START TASK MATERIAL

PR #900, opened 2023-04-17
OAK-10192: switch oak-query-spi to shaded guava

reschke:


oak-query-spi/pom.xml
```diff
@@ -39,7 +39,6 @@
           <configuration>
             <instructions>
               <Import-Package>
-                <!-- OAK-7182 -->${guava.osgi.import},
```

END TASK MATERIAL

▶ _TASK TO COMPLETE_:
Every line of the listing that includes the word "query" forms the answer.

▶ _REPLY TO THE TASK_:
OAK-10192: switch oak-query-spi to shaded guava
oak-query-spi/pom.xml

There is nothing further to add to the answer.